The actuator drives the blades, and the linkage connects the two. Both are common failure points. A spring-return actuator gives you a defined failure position when it loses power or signal, and that position matters: outside-air dampers are usually set to fail closed so a dead actuator does not dump unconditioned air or freeze a coil in winter. End switches and position feedback let the controller and any FDD know the damper actually reached the commanded position instead of binding halfway.
Check the linkage by hand and by eye, not by the command. The actuator can stroke its full travel while a slipped set screw leaves the blade barely moving. That mismatch is one of the most common economizer faults there is, and it reads as a perfectly happy actuator on the controller while no air moves at the louver.

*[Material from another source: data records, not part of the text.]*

PR #2905, opened 2023-10-24
Set PKGCONFIG_TARGET_LIBS/INCLUDES for libjxl_cms.pc

BtbN:
Without this, the .pc file ends up with those variables empty, breaking the build in hilarious ways as the empty -L / -I eat up the next argument.

This section is straight up copied from the two sibling .cmake files.

### DIFF
--- a/AUTHORS
+++ b/AUTHORS
@@ -69,6 +69,7 @@ Stephan T. Lavavej <stl@nuwen.net>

Relief, exhaust, and building pressure on economizer
When the economizer opens to bring in a flood of outside air, that air has to leave somewhere, or the building pressurizes hard and the doors blow open. The relief or exhaust path is the half of the economizer people forget. On full economizer the unit might be pulling 100 percent outside air, and all of it has to be relieved, so the relief damper or the relief and exhaust fans have to track the outside-air damper as it opens.
Get the relief wrong and the symptoms show up at the building, not the unit. Too little relief and the building goes strongly positive on economizer, exterior doors are hard to pull open or stand cracked, and the unit cannot actually bring in the outside air it is calling for because there is nowhere to put it. Too much exhaust running when the economizer is at minimum and the building goes negative, pulling infiltration through the envelope.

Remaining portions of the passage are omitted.